It's reasonable to try Doc2Vec for analyzing such user-to-document relationships.
You could potentially represent a user by the average-of-the-last-N-docs-consumed, as you suggest. Or all docs they consumed. Or perhaps M centroids chosen to minimize the distances to the last N documents they consumed. But which might do well for the data/goals could only be found by exploratory experimentation.
You could try adding user-tags to whatever other doc-ID-tags (or doc-category-tags) provided during bulk Doc2Vec training. But, beware that adding more tags means a larger model, and in some rough sense "dilutes" the meaning that can be extracted from the corpus, or allows for overfitting based on idiosyncracies of seldom-occurring tags (rather than the desired generalization that's forced when a model is smaller). So if you have lots of user-tags, and perhaps lots of user-tags that are only applied to a small subset of documents, the overall quality of the doc-vectors may suffer.
One other interesting (but expensive-to-calculate) technique in the Word2Vec space is "Word Mover's Distance" (WMD), which compares texts based a cost to shift all one text's meaning, represented by a series of piles-of-meaning at vector positions for each word, to match another's piles. (Shifting words to word-vector nearby-words is cheap; to distant words is expensive. The calculation finds the optimal set of shifts, and reports its cost, with lower costs being more-similar texts.)
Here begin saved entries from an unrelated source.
PR #3406, opened 2017-11-07
Fixed geonode layers analytics and w*s layers analytics

### LINKED ISSUE #3403: monitoring: frontend layer analytics is missing data
Layer and WxS analytics tables at the bottom are not showing correct data. This is two-element bug:
 * frontend view with layer/WxS stats is not updated when filtering elements (layer, time window) was selected,
 * backend api is collecting data but assigned them to wrong parameters due to variable not reset during loop, also rate values aggregation is returning wrong values.

### LINKED ISSUE #4303: SITEURL not set in SPC
After uploading a layer I see broken thumbnails: sometimes the URL is wrong, sometimes it is just a placeholder ("no image"). The path is correct, but hostname and port are wrong (localhost:8000).

I am using SPCGeonode. `HTTP_HOST` and `HTTP_PORT` are correctly set.

cezio:
fix #3403

rebuilded bundle.js for monitoring
monitoring: reset ows service for metric collection
monitoring: calculate rates aggregates


afabiani:
@cezio it seems that travis is failing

It strikes me that sets-of-doc-vectors could be treated the same way, and so the bag-of-doc-vectors associated with one user need not be reduced to any single average vector, but could instead be compared, via WMD, to another bag-of-doc-vectors, or even single doc-vectors. (There's support for WMD in the wmdistance()
method of gensim's KeyedVectors
, but not directly on Doc2Vec
classes, so you'd need to do some manual object/array juggling or other code customization to adapt it.)